Thanks @chrisknoll for tracking down that bug. I'll work to get that fixed.

@ChristopheLambert - I think the behavior you saw in the R code is directly related to the steps that Chris mentioned earlier. To your question about how to specify multiple variables to exclude from the propensity score model: this is being done when you specify a concept set under the heading:

What concepts do you want to exclude from baseline covariates in the propensity score model? (Leave blank if you want to include everything)

If you look at the resulting code, you'll see the creation of the excludedConcepts vector containing the IDs to exclude. From your example:

 # Get all Drug Lithium Concept IDs for exclusion:
    sql <- paste("select distinct I.concept_id FROM
( 
  select concept_id from @cdm_database_schema.CONCEPT where concept_id in (751246)and invalid_reason is null
UNION  select c.concept_id
  from @cdm_database_schema.CONCEPT c
  join @cdm_database_schema.CONCEPT_ANCESTOR ca on c.concept_id = ca.descendant_concept_id
  and ca.ancestor_concept_id in (751246)
  and c.invalid_reason is null

) I
")
    sql <- SqlRender::renderSql(sql, cdm_database_schema = cdmDatabaseSchema)$sql
    sql <- SqlRender::translateSql(sql, targetDialect = connectionDetails$dbms)$sql
    connection <- connect(connectionDetails)
    excludedConcepts <- querySql(connection, sql)
    excludedConcepts <- excludedConcepts$CONCEPT_ID

Then a little further along in the R code, you will see the following:


# Define which types of covariates must be constructed:
    covariateSettings <- createCovariateSettings(.......<settings removed for brevity>
                                         excludedCovariateConceptIds = excludedConcepts,
                                         includedCovariateConceptIds = includedConcepts,
                                         deleteCovariatesSmallCount = 100)
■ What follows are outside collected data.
PR #967, opened 2025-04-16
feat: allow setting encryption property on volume spec

dsharma-dc:
This way of setting encryption property should be used with caution when the user knows what they are doing, e.g. planned manual migration of pools from non-encrypted to encrypted.

### DIFF
--- a/control-plane/grpc/proto/v1/volume/volume.proto
+++ b/control-plane/grpc/proto/v1/volume/volume.proto
@@ -391,6 +391,7 @@ message SetVolumePropertyRequest {
 message VolumeProperty {
   oneof attr {
     MaxSnapshotValue max_snapshots = 1;
+    bool encrypted = 2;
   }
 }
 // Max snapshots limit per volume.
--- a/control-plane/plugin/src/resources/mod.rs
+++ b/control-plane/plugin/src/resources/mod.rs
@@ -91,6 +91,13 @@ pub enum SetPropertyResources {
 pub enum SetVolumeProperties {
     /// Max snapshot limit per volume.
     MaxSnapshots { max_snapshots: u32 },
+    #[clap(
+        about = "Encryption required for volume.\n\x1b[31m\x1b[1mCAUTION:\x1b[0m Use carefully during for example non-encrypted to encrypted pool migration. Refer to documentation for more details."
+    )]
+    Encryption {
+        #[clap(action = clap::ArgAction::Set)]
+        enabled: bool,
+    },
 }
 
 /// The types of resources that support cordoning.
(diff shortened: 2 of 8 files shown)


control-plane/grpc/proto/v1/volume/volume.proto
```diff
@@ -391,6 +391,7 @@ message SetVolumePropertyRequest {
 message VolumeProperty {
   oneof attr {
     MaxSnapshotValue max_snapshots = 1;
+    bool encrypted = 2;
```
tiagolobocastro, line 394: this should be a tri-state for the soft encryption during migrations

tiagolobocastro (commented):
This seems like more of a `feat` rather than a `chore`

control-plane/grpc/proto/v1/volume/volume.proto
dsharma-dc: > this should be a tri-state for the soft encryption during migrations

As discussed, we'll have this as boolean and introduce a helm variable to interpret `Prefer` mode in combination with this.

abhilashshetty04:
> e.g. planned manual migration of pools from non-encrypted to encrypted.

It is also applicable for just moving volume from non-encrypted to encrypted pool? 

User might not want to change pool to encrypted. Just move volume to encypted pool.

dsharma-dc:
> > e.g. planned manual migration of pools from non-encrypted to encrypted.
> 
> It is also applicable for just moving volume from non-encrypted to encrypted pool?
> 
> User might not want to change pool to encrypted. Just move volume to encypted pool.

Yes it's applicable for that scenario. Essentially when for example a few pools are migrated, user may pick and choose few volumes as candidates to become encrypted using those migrated pools.

Abhinandan-Purkait (approved):

control-plane/plugin/src/resources/mod.rs
```diff
@@ -91,6 +91,13 @@ pub enum SetPropertyResources {
 pub enum SetVolumeProperties {
     /// Max snapshot limit per volume.
     MaxSnapshots { max_snapshots: u32 },
+    #[clap(
+        about = "Encryption required for volume.\n\x1b[31m\x1b[1mCAUTION:\x1b[0m Use carefully during for example non-encrypted to encrypted pool migration. Refer documentation for more details."
```
tiagolobocastro:
```suggestion
        about = "Encryption required for volume.\n\x1b[31m\x1b[1mCAUTION:\x1b[0m Use carefully during for example non-encrypted to encrypted pool migration. Refer to documentation for more details."
```

tiagolobocastro (approved):

dsharma-dc:
bors merge

PR #968, opened 2025-04-20
feat(scaling volume): prefer cordoned nodes while removing replicas

Abhinandan-Purkait:
Currently on scaling down if a replica exists on a node which is cordoned we don't seem to consider that replica explicitly for removal. With this change we will prefer replicas on cordoned nodes first.

### DIFF
--- a/control-plane/agents/src/bin/core/controller/scheduling/mod.rs
+++ b/control-plane/agents/src/bin/core/controller/scheduling/mod.rs
@@ -168,6 +168,7 @@ impl ChildSorters {
         match Self::sort_by_health(a, b) {
             Ordering::Equal => match Self::sort_by_child(a, b) {
                 Ordering::Equal => {
+                    // Remove replicas from nodes which are cordoned with most priority.
                     // remove mismatched topology replicas first
                     if let (Some(a), Some(b)) = (a.valid_node_topology(), b.valid_node_topology()) {
                         match a.cmp(b) {
@@ -181,6 +182,15 @@ impl ChildSorters {
                             Ordering::Equal => {}
                             _else => return _else,
                         }
+                    }
+
+                    match if let (Some(a), Some(b)) = (a.node_spec(), b.node_spec()) {
+                        b.cordoned().cmp(&a.cordoned())
+                    } else {
+                        a.node_spec().is_some().cmp(&b.node_spec().is_some())
+                    } {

The covariateSettings are then used to retrieve and calculate the baseline covariates. As shown above, we've told CohortMethod to exclude the covariates that are specified in the excludedConcepts vector. As a result, they will not be included in the propensity score model. Does this help to answer your question?

ChristopheLambert commented 7 years ago

Thanks, @anthonysena -- I realize that we can munge a bunch of terms together under a new concept set to create the excluded concepts for propensity scoring, but this seems to violate the concept of creating modular sets of concepts and reusing them. For each pair of drugs I compare, I would have to create individual concept sets for drug1 and drug2 for use in defining my cohorts, plus a combined set of drug1+drug2 in order to add them to the exclusion list. I propose a feature that you instead allow multi-selection of as many concept sets as you like. Often you also want to exclude the outcome set as well in propensity scoring, requiring a drug1+drug2+outcome concept set. It starts to get messy.

anthonysena commented 7 years ago

That makes good sense @ChristopheLambert - I've opened a new issue #269 to handle this use case. I'll keep this issue open so that I can fix the bug that @chrisknoll was able to reproduce.